1311–1885
- Seats: two (1311–1832); one (1832–1885)
- Replaced by: Horsham

= Midhurst (constituency) =

Former parliamentary constituency in the United Kingdom

Midhurst was a parliamentary borough in Sussex, which elected two Members of Parliament (MPs) to the House of Commons from 1311 until 1832, and then one member from 1832 until 1885, when the constituency was abolished. Before the Great Reform Act 1832, it was one of the most notorious of England's rotten boroughs.

==History==
From its foundation in the 14th century until 1832, the borough consisted of part of the parish of Midhurst, a small market town in Sussex. Much of the town as it existed by the 19th century was outside this ancient boundary, but the boundary was in any case academic since the townsfolk had no votes. As a contemporary, writer, Sir George Trevelyan explained in writing about the general election of 1768,
the right of election rested in a few small holdings, on which no human being resided, distinguished among the pastures and the stubble that surrounded them by a large stone set up on end in the middle of each portion.

No doubt these "burgage tenements" had once included houses, but long before the 19th century it was notorious that several of them consisted solely of the marker stones, set in the wall of the landowner's estate. Even compared with most of the other burgage boroughs this was an extreme situation, and during the parliamentary debates on the Reform Bills in 1831 and 1832 the reformers made much play of Midhurst's "niches in a wall" as an example of the abuses they wished to correct.

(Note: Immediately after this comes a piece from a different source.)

PR #2229, opened 2020-09-23
Hotfix: Allow some self-closing tags in check for whether a region is empty

pyrello:
This is to fix issues from #2076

The natural result of a burgage franchise was to encourage some local landowner to attempt to buy up a majority of the tenements, thereby ensuring absolute control of the choice of both of the members of Parliament, and this happened at an early stage in many other burgage boroughs. In Midhurst, however, there was still no single proprietor by the middle of the 18th century. The most influential figure was The Viscount Montagu, who in 1754 claimed to own 104 burgages, but Sir John Peachey owned 40 and there were more than 70 independent burgage holders. Montagu could usually control matters since he could count on the support of at least half of the independent voters, but for many years there had been an agreement not to force matters, and the Peacheys were allowed one of the two seats.

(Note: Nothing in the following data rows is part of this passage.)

PR #4853, opened 2022-02-23
Update uids to 3.5.0

richardbporter:
Resolves #4771, maybe.

# How to test

- Check out branch.
- Run `blt frontend`
- Ensure node_modules/@uiowa/uids/package.json says 3.5.0
- Test other stuff.
- yeehaw

PR #4855, opened 2022-02-23
Feature: quick fix to update extends to be includes

bspeare:
I missed a few files that needed to be updated in https://github.com/uiowa/uiowa/pull/4853, this pr fixes those that needed to be updated but did not create console errors.


bspeare:
Looks like this is not urgent as there is a fallback.  These updates will happen in https://github.com/uiowa/uiowa/pull/4667.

However, after 1754 Montagu began to buy up the independent burgages; meanwhile Peachey sold his property in the borough to Sir William Peere Williams, who in his turn also tried to increase his holding. At the general election of 1761, the two proprietors seem to have been unsure which would prove to have a majority, and both the Prime Minister and opposition leaders were drawn into the negotiations before a compromise could be reached to avoid a contest. However, when Williams was killed during the capture of Belle Île later the same year, his burgages seem to have been bought by Montagu, who thereafter had a clear field. In 1832 there were still said to be 148 burgage tenements, but only 41 qualified electors, of whom no more than 20 voted. Midhurst was now an undisputed pocket borough: its elections consisted, as Trevelyan related of 1768, in a legal fiction:,
Viscount Montagu ... when an election was in prospect, assigned a few of [the burgage tenements] to his servants, with instructions to nominate the members and then make back the property to their employer.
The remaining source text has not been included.